Love him or hate him -- and there seem to be few who fall in between -- Manziel took college football to another dimension. With the cool nickname, the sideline cheerleading, the helmet slamming, the get-in-your-face speeches, and the social media lifestyle, he became what the NCAA abhors: a nationwide celebrity, a reality-show superstar â¦ a brand.
None of that would have mattered if he didn't continue to amaze, doing things that make him look like a character in a video game. His touchdown pass at 9:55 mark in the third quarter where he bounced off his own lineman, remained upright, spun and completed a 19-yarder to Travis Labhard rivaled the famous bouncing ball play from the Alabama game in 2012, and set the tone for the rest of the contest.
"We had a little play-action out-route bubble pass," he said. "I didn't get a very good look. Tyrell (Taylor) told me it was an easy touchdown. I think the way things go down I could always make it a little bit harder.
"When I left my feet (just behind the line of scrimmage) originally, I thought I was in trouble because somebody from Duke was staring up at me. I don't know what happened after that. I kind of shot backwards, bounced off of somebody, got out of there and looked up. And I saw Lab sitting wide open."
Texas A&M head coach Kevin Sumlin smiled and shook his head during this recitation. Then he said, "That's coaching right there."
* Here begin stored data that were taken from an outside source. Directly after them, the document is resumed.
PR #5972, opened 2021-04-14
switch to using EVP_PKEY_derive instead of DH_compute_key in DH

reaperhulk:
Where the DH key checks are occurring is changing in OpenSSL 3.0 and this makes it easier to be consistent (and is the API we should be using anyway). The tests change because EVP_PKEY_derive now verifies that we have shared parameters, which the test previously only verified by asserting that the derived keys didn't match.

Let's see if this breaks Libre.

### DIFF
--- a/src/cryptography/hazmat/backends/openssl/dh.py
+++ b/src/cryptography/hazmat/backends/openssl/dh.py
@@ -127,35 +127,45 @@ class _DHPrivateKey(dh.DHPrivateKey):
         )
 
     def exchange(self, peer_public_key: dh.DHPublicKey) -> bytes:
-        buf = self._backend._ffi.new("unsigned char[]", self._key_size_bytes)
-        pub_key = self._backend._ffi.new("BIGNUM **")
-        self._backend._lib.DH_get0_key(
-            peer_public_key._dh_cdata,  # type: ignore[attr-defined]
-            pub_key,
-            self._backend._ffi.NULL,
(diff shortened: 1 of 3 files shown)


src/cryptography/hazmat/backends/openssl/dh.py
```diff
@@ -127,35 +127,45 @@ def private_numbers(self) -> dh.DHPrivateNumbers:
...
         )
-        self._backend.openssl_assert(pub_key[0] != self._backend._ffi.NULL)
-        res = self._backend._lib.DH_compute_key(
-            buf, pub_key[0], self._dh_cdata
+        self._backend.openssl_assert(ctx != self._backend._ffi.NULL)
+        ctx = self._backend._ffi.gc(ctx, self._backend._lib.EVP_PKEY_CTX_free)
+        res = self._backend._lib.EVP_PKEY_derive_init(ctx)
+        self._backend.openssl_assert(res == 1)
+        res = self._backend._lib.EVP_PKEY_derive_set_peer(
+            ctx, peer_public_key._evp_pkey  # type:ignore[attr-defined]
```
alex, line 138: Ok I think this function actually needs a type check, rather than a type:ignore. WHat'd happen here if you passed some other type with an `_evp_key` (i.e. any other pkey type)

alex:
CI issue

alex (approved):

PR #5974, opened 2021-04-15
remove bionic and centos 8 arm64 jobs

reaperhulk:
Reliability and speed is insufficient and we get almost the same CI
bug finding value with just one arm64 job for now.


alex (commented):
You need to remove these in `project.yaml`.

alex (approved):

PR #5976, opened 2021-04-15
fixes #5975 -- added typing stubs for rust module

### LINKED ISSUE #5975: Add type stubs for rust module
In https://github.com/pyca/cryptography/pull/5965 we replaced two Python functions with functions from our new rust bindings. However, we lost type hinting with that. We should add type stubs for the methods we're adding.

We should also try to figure out how to enforce that we keep public methods in the module and type signatures in sync. This may not be feasible until we can add more mypy flags though.

alex:


reaperhulk:
Can we remove the `_rust` section in `mypy.ini` with this?

reaperhulk (approved):

reaperhulk (approved):

PR #5978, opened 2021-04-16
Corrected test parsing of certificates

alex:
RFC 5280 says these fields are both `IMPLICIT` tagging, and `IMPLICIT` tagging is only `CONSTRUCTED` if the inner type is, and the inner type is `BIT STRING` here, which is not `CONSTRUCTED`.

In practice this is irrelevant since _no one_ ever uses these fields


davidben (approved):
Oops yeah I must have missed the implicit here.

reaperhulk (approved):

reaperhulk:
standard codecov is full of it comment.

PR #5979, opened 2021-04-16
Port X.509 test parser to Rust

alex:


tests/x509/test_x509.py
```diff
@@ -1971,9 +1902,13 @@ def test_extreme_times(self, not_valid_before, not_valid_after, backend):
...
         assert cert.not_valid_before == not_valid_before
         assert cert.not_valid_after == not_valid_after
-        parsed = _parse_cert(cert.public_bytes(serialization.Encoding.DER))
-        assert parsed.not_before_tag == UTC_TIME
-        assert parsed.not_after_tag == GENERALIZED_TIME
+        parsed = asn1.test_parse_certificate(
+            cert.public_bytes(serialization.Encoding.DER)
+        )
+        # UTC TIME
+        assert parsed.not_before_tag == 0x17
```
reaperhulk, line 1909: Should the rust side expose constants for these tags?

src/rust/src/asn1.rs
```diff
@@ -179,6 +179,93 @@ fn encode_dss_signature(
...
+                        let not_before_tag = p.read_element::<asn1::Tlv>()?.tag();
+                        let not_after_tag = p.read_element::<asn1::Tlv>()?.tag();
+                        Ok((not_before_tag, not_after_tag))
+                    })?;
+                    // Subject
+                    let subject_value_tags = parse_name_value_tags(p)?;
+
+                    // Subject public key info
+                    p.read_element::<asn1::Sequence>()?;
+                    // Issuer unique ID
```
reaperhulk, line 244: Given what you learned here it's probably worth putting a comment that says "these are optional but literally do not exist in the real world".

tests/x509/test_x509.py
alex: Don't really have an opinion on that.

src/rust/src/asn1.rs
alex: Sure, I can add a comment.

tests/x509/test_x509.py
reaperhulk: I'm comfortable with saying we can revisit this as we progress. It's not like this is a breaking API change so we can add it at any time.

reaperhulk (approved):

PR #5982, opened 2021-04-17
[wip] attempt to use GHA for generating coverage reports

alex:


alex:
I think this is currently blocked on https://github.com/nedbat/coveragepy/issues/1147 -- or on me coming up with an even more deranged workaround.

PR #5983, opened 2021-04-18
Added more paths to coverage path combiner

alex:


.coveragerc
```diff
@@ -8,6 +8,8 @@ source =
 source =
    src/cryptography
    .tox/*/lib/python*/site-packages/cryptography
+   .tox/*/lib64/python*/site-packages/cryptography
```
reaperhulk, line 11: Could we just do lib*?

alex: We can, would you prefer that?

reaperhulk: Please

alex: done

reaperhulk (approved):

PR #1278, opened 2021-02-11
faqcs 2.10 (new formula)

lmrodriguezr:

-----


Formula/faqcs.rb
```diff
@@ -0,0 +1,42 @@
+class Faqcs < Formula
+  # cite Lo_2014: "https://doi.org/10.1186/s12859-014-0366-2"
+  desc "Quality Control of Next Generation Sequencing Data"
+  homepage "https://github.com/LANL-Bioinformatics/FaQCs"
+  url "https://github.com/LANL-Bioinformatics/FaQCs/archive/2.10.tar.gz"
+  sha256 "0458e3500adab5257ba11d1db5402adfc52feb936da39c0a26089cbfc1007832"
+  license "GPL-3.0-or-later"
+
+  depends_on "jellyfish"
+  depends_on "r"
```
sjackman, line 10: Is R a hard dependency or an optional dependency? On macOS I prefer to use the R cask rather than the formula, because the cask can use pre-compiled binary R packages, but the formula cannot. The easiest way to do that is to either omit the dependency `r` or add
```ruby
on_linux do
  depends_on "r"
end
```

sjackman:
Thanks again, Luis! 🏆

Formula/faqcs.rb
lmrodriguezr: It requires R for plotting, which is a core feature, but I think it could be used without it. Should we require `r` only `on_linux` better? Thanks for looking over it!

sjackman: That's my preference! Feel free to open a PR.

Issue #1186, opened 2020-10-30
Update gcc dependencies to gcc@9


sjackman:
1. Bump `revision` if present or otherwise add `revision 1`
2. Change `depends_on "gcc"` or `depends_on "gcc@8"` to `depends_on "gcc@9.`

- [x] arcs
- [ ] arks
- [ ] bali-phy
- [ ] bamm
- [ ] biobloomtools
- [ ] bracken
- [ ] canu
- [ ] centrifuge
- [ ] dida
- [ ] discovardenovo
- [ ] ema
- [ ] fastani
- [ ] gappa
- [ ] gfakluge
- [ ] hh-suite
- [ ] idba
- [ ] iqtree
- [ ] iqtree2
- [ ] kmc
- [ ] kraken
- [ ] kraken2
- [ ] megahit
- [ ] metabat
- [ ] mpboot
- [ ] nanopolish
- [ ] ngmerge
- [ ] ntcard
- [ ] ntedit
- [ ] nthits
- [ ] parasail
- [ ] portcullis
- [ ] pplacer
- [ ] r8s
- [ ] raptor
- [ ] raxml
- [ ] seqan@3
- [ ] stacks
- [ ] trinity
- [ ] vcflib
- [ ] viennarna
- [ ] vt
- [ ] wish

PR #1088, opened 2020-07-17
fastani 1.31

SeekingMeaning:
Created with `brew bump-formula-pr`.

PR #1309, opened 2021-03-13
fastani: Bump revision for gcc@9

lmrodriguezr:
- See #1186
- Also: compress test data

-----

### DIFF
--- a/Formula/fastani.rb
+++ b/Formula/fastani.rb
@@ -5,6 +5,7 @@ class Fastani < Formula
   url "https://github.com/ParBLiSS/FastANI/archive/v1.32.tar.gz"
   sha256 "f66b3bb5b272aa3db4deae782e47020fa9aae63eecbbd6fd93df876237d3b2e5"
   license "Apache-2.0"
+  revision 1
   head "https://github.com/ParBLiSS/FastANI.git"
 
   bottle do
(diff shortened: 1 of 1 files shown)


lmrodriguezr:
The formula didn't explicitly require `gcc`, so I added the requirement in the `on_macos` block. I suppose it was chain-required by `boost`?

In any case, please take a look in case I can implement a better solution.

Formula/fastani.rb
```diff
@@ -20,6 +21,7 @@ class Fastani < Formula
   uses_from_macos "zlib"
 
   on_macos do
+    depends_on "gcc@9"
```
sjackman, line 24:
```suggestion
```
`fastani` uses `libomp` for OpenMP support in Clang, rather than using GCC, so it does not depend on GCC.
See PR https://github.com/brewsci/homebrew-bio/pull/1088/files
Because of that, this PR is no longer needed.

sjackman (changes requested):
`fastani` does not need to depend on GCC on macOS.

sjackman:
Closing without merging, because `fastani` uses `libomp` rather than `gcc` on macOS, but thanks for this PR all the same for this PR, Luis.

lmrodriguezr:
The `gzip` of the input FastA files reduces the installation to ~1/4, do you think it's worth it? I can prepare a separate commit (unless you think it may cause any issues)

sjackman:
Sounds great! Thanks, Luis.

PR #1318, opened 2021-03-23
apbspdb2pqr: change tag vAPBS-1.5.0

YoshitakaMo:

-----

change the tag to "vAPBS-1.5.0" from "apbs-1.5" because the upstream repository has modified.


YoshitakaMo:
Because pdb2pqr 1.5.0 depends on python2, I couldn't build the formula on LinuxOS.

sjackman:
One option is to add `depends_on :macos` if you want to drop support for Linux. I don't like dropping support for one OS when both were previously supported, but that's a valid option for formulae that have a hard dependency on Python 2.

PR #1319, opened 2021-03-24
Added Formula for BioInterchange.

indiedotkim:
Draft pull request for @sjackman to check. Audit fails right now, but this is to see why I can't end the formula with a `make install` and need a `bin.install` instead.

### DIFF
--- a/Formula/biointerchange.rb
+++ b/Formula/biointerchange.rb
@@ -1,0 +1,32 @@
+class Biointerchange < Formula
+  desc "Genomic linked data converter. Interchange GFF, GVF, VCF files via JSON."
+  homepage "https://github.com/BioInterchange/BioInterchangeC"
+  url "http://indie.kim/assets/biointerchange/biointerchange-2.0.5.tar.gz"
+  sha256 "16f4bb6a1b5b5d0cb361ad5ab8b2bd5c49cd79ab6d30fa0b8c2922d99cf97600"
+  license "MIT"
+
+  depends_on "autoconf" => :build
+  depends_on "cmake" => :build
+
+  def install
+    # Note: Cannot parallelize, because:
+    # 1. OpenSSL, curl, and LibDocument are all ExternalProjects
+    # 2. LibDocument also pulls & builds CPython
+    ENV.deparallelize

Manziel ran for another touchdown from three yards out after hitting receiver Mike Evans on a 25-yard pass play.
But none of his heroics would have mattered if the defense hadn't finally stepped up and made a play on Boone and the Duke offense.
With Duke leading by three with 5:44 to play, Boone completed a 15-yard pass, followed by a five-yard run by Josh Snead to get the Blue Devils beyond the 50-yard line. Then, Boone ran to his right and tried to throw to the corner, but defensive back Tony Hurd stepped in front for an interception that he returned 55 yards for a touchdown.
One possession later, Manziel was kneeling in the victory formation as the Aggies ran out the clock on the best pre-New Year's Day bowl game of the year.
As for the future, Manziel still wouldn't hint as to his plans, although he did make one statement that could be seen as a indication of his thinking.
"I feel like (Duke) dared us to beat them in one-on-one coverage," he said. "I know they like to play some man in the NFL, I know that. Our receivers ran some great routes and we just tried to put it on them as much as we could."
Put it on them he did. Those who were there got to see something really special. If it does, in fact, turn out to be Manziel's last college game, they also got to see history. And they will remember it for many, many years to come.